Investigation on microstructural evolution and property variation along building direction in friction stir additive manufactured Al–Zn–Mg alloy

Abstract

A multilayer build was fabricated by friction stir additive manufacturing (FSAM), using 4-mm thick 7N01-T4 aluminum alloy sheets in this study. The microstructural evolution along the building direction during the FSAM process and its effect on the microhardness and tensile properties were investigated using combined optical microscopy (OM), electron backscatter diffraction (EBSD), transmission electron microscopy (TEM), high resolution transmission electron microscopy (HRTEM), and Vickers hardness and tensile tests. The stir zone with fine equiaxed grains was considered to be the effective area of the build, and inhomogeneous microstructures were observed along the building direction.

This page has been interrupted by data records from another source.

PR #130, opened 2026-04-16
Verify payload FK refs against production (GUM-545)

ternarybits:
## Summary

- Fixes a cross-cycle FK-violation bug where mobile clients with a `PersonV1` checkpoint past a `person_deleted` event still received stale `face_updated` events referencing that person, causing `SqliteException(787) FOREIGN KEY constraint failed` on `asset_face_entity` insert and stuck sync.
- Adds a payload-FK verification step in `_stream_entity_type`: for each face/album batch, payload-referenced FK IDs (`face_updated.person_id`, `album_updated.album_cover_asset_id`) are collected via a new `extract_payload_fk_refs` helper and verified against production. Confirmed 404s populate `stats.not_found_ids`, which is now authoritative regardless of the client's checkpoint state — the old checkpoint-skip guard in `null_deleted_fk_references` is removed.
- Updates the `sync-stream-event-ordering` design doc with a Fix 5 section (including the concrete production timeline that surfaced the bug) and the `sync-stream-architecture` overview's person/cover handling notes.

It was found that the sizes of grains and the precipitates in the non-overlapping interface regions increased from the top to the bottom influenced by the multi-pass thermal cycles. Furthermore, the degree of precipitate dissolution decreased from the top to the bottom region. These phenomena were considered to be the key factors that contributed to the decrease of the hardness and the strength recovery from the top to the bottom region. The strength of the tensile samples that were extracted from the effective area of the cross-sectional build increased with the increase of the natural aging time. After natural aging for 180 days, the average strength of the build increased to 352.7 MPa which corresponded to about 73% of the strength of the base material (BM) (483.1 MPa). Moreover, the tensile strength and the elongation of the samples that fractured along the overlapping interface were lower than those of the samples that fractured away from the overlapping interface. The kissing-bond defects formed in the overlapping interface regions affected the tensile properties of the build.